Hi all,
I’m trying to improve the rapidity of the execution of a kernel. In order to achieve a certain speed, i want to use as much threads as possible.
Since i’m using a quadro FX 4600, the compute capibility is 1.0, and the limitation for the size of a bloc is 512 and for the grid 65535 for each dimension.
When I increase the size of my blocks I have the error cudaError_enum.
This is certainly related to a problem concerning the shared memory, since I’m using the size of my blocks to determine the size that will be occupied in shared memory :
At most my block dimension are equal to (17,17) which corresponds to a number of 289 (<512) threads ber block.
And the grid size for each dimension is (17408,13056) (<65535).
#define U16 unsigned short int
//Shared memory
__shared__ float disp_sdata[block_size_x][block_size_y]; // shared memory for the disparity map
__shared__ U16 colorR_sdata[block_size_x][block_size_y];
__shared__ U16 colorG_sdata[block_size_x][block_size_y];
__shared__ U16 colorB_sdata[block_size_x][block_size_y];
So this means that i’m using
- sizeof(float)block_size_xblock_size_y + 3*sizeof(unsigned short int)block_size_xblock_size_y
which is equal to
4*289 + 3*1*289= <b>2023 bytes </b>
I also read in the sticky note that the built-in variables are using 16 bytes in shared memory.

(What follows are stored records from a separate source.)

PR #1960, opened 2026-06-13
fix(state): extract normalizeActivityWallLibraryEntry to prevent field-stripping on snapshot refresh

OPS-PIvers:
## Bug

`useActivityWallLibrary.ts`'s `onSnapshot` handler normalized each library entry using a hand-enumerated literal return:

```ts
return {
  id: storedId ?? docId,
  title: typeof title === 'string' ? title : '',
  // ... 8 more explicit fields ...
};
```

As for the kernel parameters, i use the following :
float* d_idata, size_t pitch_in,
U16 * d_RGBmap,
float* d_odata, size_t pitch_out,
unsigned int width, unsigned int height
Since the size of a pointer is the size of an address (4) as well as the size of size_t and the size of int, the parameters are using 4*7=28 bytes.
So the grand total is
2023+16+28=2067 bytes this is quite far from the limitation for shared memory which is equal to 16kbytes.

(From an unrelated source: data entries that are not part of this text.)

PR #1974, opened 2026-06-15
fix(widgets/random): guard group-rename onBlur against stale Escape-cancel closure

OPS-PIvers:
## Root Cause

`GroupDropZone.cancel()` in `components/widgets/random/RandomGroups.tsx` called `setEditingName(false)` before setting any guard. React batches the state update; when it commits, the focused `<input>` is removed from the DOM. Browsers fire `blur` synchronously during DOM removal. The `onBlur={commit}` handler at that moment is the stale closure from the previous render — it still holds `draft = 'Edited Name'` (the text the user typed) rather than the reverted value. So pressing Escape to cancel a group rename persisted the unwanted name.

## Fix

Set `cancelledRef.current = true` synchronously at the top of `cancel()`, before any `setState`. `commit()` checks the flag on entry and short-circuits. The flag is a ref (not state), so the write is immediate and is visible to the stale `commit` closure when it fires during blur.

Same pattern as `DraggableWindow.isCancellingTitleRef` (#1965).

## Band-Aid Rejected

Adding `e.preventDefault()` to the Escape keyDown event — browsers only prevent the `blur` from focus-related actions, not from DOM removal. The blur from unmounting always fires regardless of `preventDefault`.

## Regression Test

`components/widgets/random/RandomGroups.test.tsx` — new file, 8 tests.

The critical test uses `act(() => { fireEvent.keyDown(Escape); fireEvent.blur(); })` to replicate the browser's synchronous blur-during-unmount order (jsdom does not fire blur automatically on DOM removal):

- **FAIL before fix**: `onRenameGroup` called with `['g1', 'Unwanted Name']`
- **PASS after fix**: `onRenameGroup` not called

## Risk Tag

**contained** — change is isolated to `GroupDropZone` in `RandomGroups.tsx`. No shared utilities or context modified.

---
_Generated by [Claude Code](https://claude.ai/code/session_01J2yQ8dSA7nPUQdnvEUuKNa)_

### DIFF
--- a/components/widgets/random/RandomGroups.test.tsx
+++ b/components/widgets/random/RandomGroups.test.tsx
@@ -1,0 +1,190 @@
+/**
+ * Regression tests for RandomGroups / GroupDropZone.
+ *
+ * Bug: onBlur/Escape stale-closure in group rename input
+ * -------------------------------------------------------
+ * When the user pressed Escape to cancel a group rename, React queued the
+ * state updates from cancel() (setEditingName(false), setDraft(groupName))
+ * but the DOM blur event fired synchronously BEFORE those updates were
+ * applied.  The onBlur={commit} handler ran with a stale draft closure that
+ * still held the edited text, so pressing Escape persisted the value the
+ * user intended to discard.
+ *
+ * Fix: `cancelledRef.current = true` is set at the very start of cancel()
+ * (a ref write, synchronous and immediate), and commit() bails out early
+ * when it sees that flag.
+ */
+
+import React from 'react';
+import { act, render, screen, fireEvent } from '@testing-library/react';
+import { describe, it, expect, vi, beforeEach } from 'vitest';
+import { RandomGroups } from './RandomGroups';
+import type { RandomGroup } from '@/types';
+
+// dnd-kit needs minimal stubs so components render without a real drag context.
+vi.mock('@dnd-kit/core', () => ({
+  useDroppable: () => ({ isOver: false, setNodeRef: vi.fn() }),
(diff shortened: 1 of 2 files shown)


OPS-PIvers (commented):
## Automated Code Review

**Date:** 2026-06-15

### Summary
Fixes a stale-closure bug in `GroupDropZone`'s rename input where pressing Escape persisted the discarded name because the unmount-fired blur ran `commit()` with a stale `draft`. The `cancelledRef` guard (set synchronously in `cancel()`, checked + cleared in `commit()` and reset when a new rename session opens) is the correct, minimal fix and mirrors the established `DraggableWindow` #1965 pattern.

### Code Quality
✓ No issues found. Ref write is synchronous and reset on session start (`editingName` effect), so a cancelled rename won't suppress a later legitimate commit — covered by the "allows a subsequent rename after a cancelled one" test.

### Widget Standards
✓ No issues found — change is interaction logic, not CSS scaling/registry.

### Admin Config Standards
✓ Not applicable.

### Firestore & Security
✓ No issues found — no data-layer changes.

### Regression Risk
✓ Low risk. Isolated to `GroupDropZone` in `RandomGroups.tsx`; no shared utils/context touched.

### Missing Tests
✓ Adequate coverage — 8 tests including the Enter/blur commit paths, the empty/unchanged no-ops, and the `act(() => { keyDown(Escape); blur(); })` regression that reproduces the synchronous blur-during-unmount.

### Overall
**Merge readiness:** Ready
Tight, well-tested fix consistent with the prior stale-closure remediations.

---

---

however whenever i use a block size of (18,18), which corresponds to (324 threads/block) a size of 2312 kbytes in shared memory, I get the error cudaError_enum. And i don’t understand why…

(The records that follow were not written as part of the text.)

PR #1976, opened 2026-06-15
fix(migration): add range guards to proportionsValid in migrateWidgetToProportional

OPS-PIvers:
## Root Cause

`migrateWidgetToProportional` (`utils/migrateProportionalLayout.ts`) checked `Number.isFinite` on all four proportional fields before taking the "already migrated" early-return path. But `Number.isFinite(300)` is `true` — pixel values are finite. A widget in a partial-migration state (e.g. `xProp: 300, yProp: 150` from an interrupted migration, alongside valid `wProp: 0.15, hProp: 0.18`) would pass the `proportionsValid` check and return unchanged, leaving raw pixel coordinates in the proportional position fields.

`widgetNeedsProportionalMigration` already had the correct guard (`Math.abs(xProp) > 1.5` / `wProp > 1.5`). The two functions were mismatched: the guard correctly flagged the widget, but the migration function would immediately early-return without fixing it.

When these widgets were later hydrated back to pixels, `xProp: 300` was treated as a proportion (meaning 300× the safe viewport width), placing widgets wildly off-screen.

## Fix

Extended `proportionsValid` to include the same range checks used by `widgetNeedsProportionalMigration`:

```typescript
wProp <= 1.5 &&
hProp <= 1.5 &&
Math.abs(xProp) <= 1.5 &&
Math.abs(yProp) <= 1.5
```

Any field containing a pixel value (> 1.5) now falls through to the full re-migration path. Also added `typeof === 'number'` before `Number.isFinite` to satisfy TypeScript's control-flow analysis on `number | undefined` fields.

## Band-Aid Rejected

Only fixing the guard (`widgetNeedsProportionalMigration`) to not flag such widgets — that would hide the invalid state in Firestore rather than correcting it. The migration function must fix the root cause.

## Regression Tests

Added 2 regression tests and 2 happy-path arithmetic tests (`tests/utils/migrateProportionalLayout.test.ts`). 25 tests total (up from 21):

- `fixes pixel-valued xProp/yProp even when wProp/hProp are already valid proportions`: **FAIL before** (out.xProp = 300, fails `<= 1.5` assertion); **PASS after**
- `fixes pixel-valued wProp/hProp even when xProp/yProp are already valid proportions`: **FAIL before**; **PASS after**
- `converts known pixel coordinates to correct proportional values on 1920×1080`: happy-path arithmetic verification
- `round-trips pixel → proportion → pixel correctly (same viewport)`: end-to-end round-trip

## Risk Tag

**contained** — change is isolated to a single `proportionsValid` expression in `migrateProportionalLayout.ts`. The migration only runs on widgets flagged by `widgetNeedsProportionalMigration`, which already excluded healthy widgets.

---
_Generated by [Claude Code](https://claude.ai/code/session_01J2yQ8dSA7nPUQdnvEUuKNa)_

### DIFF
--- a/tests/utils/migrateProportionalLayout.test.ts
+++ b/tests/utils/migrateProportionalLayout.test.ts
@@ -264,6 +264,110 @@ describe('migrateWidgetToProportional', () => {
     expect(out.version).toBe(5);
     expect(out.config).toBe(w.config); // structural identity preserved
   });
+
+  // Happy-path arithmetic tests: verify known pixel → proportional values.
+  it('converts known pixel coordinates to correct proportional values on 1920×1080', () => {
+    const vpW = 1920;
+    const vpH = 1080;
+    const { safeW, safeH } = getSafeViewport(vpW, vpH);
+    const w = baseWidget({ x: 200, y: 100, w: 400, h: 300 });
+    const out = migrateWidgetToProportional(w, vpW, vpH);
+    expect(out.xProp).toBeCloseTo((200 - PADDING) / safeW, 6);
+    expect(out.yProp).toBeCloseTo((100 - PADDING) / safeH, 6);
+    expect(out.wProp).toBeCloseTo(400 / safeW, 6);
+    expect(out.hProp).toBeCloseTo(300 / safeH, 6);
+    expect(out.aspectRatio).toBeCloseTo(400 / 300, 6);
+  });
+
+  it('round-trips pixel → proportion → pixel correctly (same viewport)', () => {
+    // Verifies that migrateWidgetToProportional + hydrateWidgetPixels
+    // (fill mode, same viewport) recovers the original pixel coordinates
+    // exactly (within rounding).
+    const vpW = 1920;
+    const vpH = 1080;
+    const pixelX = 200;
+    const pixelY = 100;
+    const pixelW = 400;
+    const pixelH = 300;
+    const w = baseWidget({ x: pixelX, y: pixelY, w: pixelW, h: pixelH });
+    const migrated = migrateWidgetToProportional(w, vpW, vpH);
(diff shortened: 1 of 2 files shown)


OPS-PIvers (commented):
## Automated Code Review

**Date:** 2026-06-15

### Summary
Closes a real correctness gap in `migrateWidgetToProportional`: the `proportionsValid` early-return used a `Number.isFinite`-only check, which passes for pixel values (e.g. `xProp = 300`), so a partially-migrated widget would skip re-derivation and end up wildly off-screen on hydration. Extending the check with the same `<= 1.5` range guards used by `widgetNeedsProportionalMigration` aligns the two functions.

### Code Quality
✓ No issues found. Destructuring before the comparisons to satisfy TS control-flow narrowing (`number | undefined` → `number`) is clean and the `typeof === 'number'` pre-checks are appropriate.

### Widget Standards
✓ Not applicable — pure migration utility.

### Admin Config Standards
✓ Not applicable.

### Firestore & Security
✓ No issues found. This only corrects values that hydrate back to pixels; no schema/rules impact.

### Regression Risk
✓ Low risk. The migration runs only on widgets already flagged by `widgetNeedsProportionalMigration`, which excludes healthy widgets, so the new fall-through can't touch correctly-migrated data. The round-trip test confirms pixel→proportion→pixel identity on the same viewport.

### Missing Tests
✓ Adequate coverage — 2 targeted regression tests (pixel-valued position vs. size fields) plus 2 happy-path arithmetic/round-trip tests; both regression cases assert FAIL-before/PASS-after behavior via `widgetNeedsProportionalMigration`.

### Overall
**Merge readiness:** Ready
Root-cause fix (not a guard-only band-aid) with strong, behavior-asserting tests.

---

---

Is there something else that i’m forgetting ?
Does anybody else already had that kind of trouble before ?
I’m pretty sure that this is related to shared memory issues since i’ve gone through some topics inthe Nvidia forum that made very clear that there was a link between the error “cudaError_enum” and shared memory. Moreover the size of my blocks is the only parameters that i’m changing, before the error occcurs, so it definitely comes from here.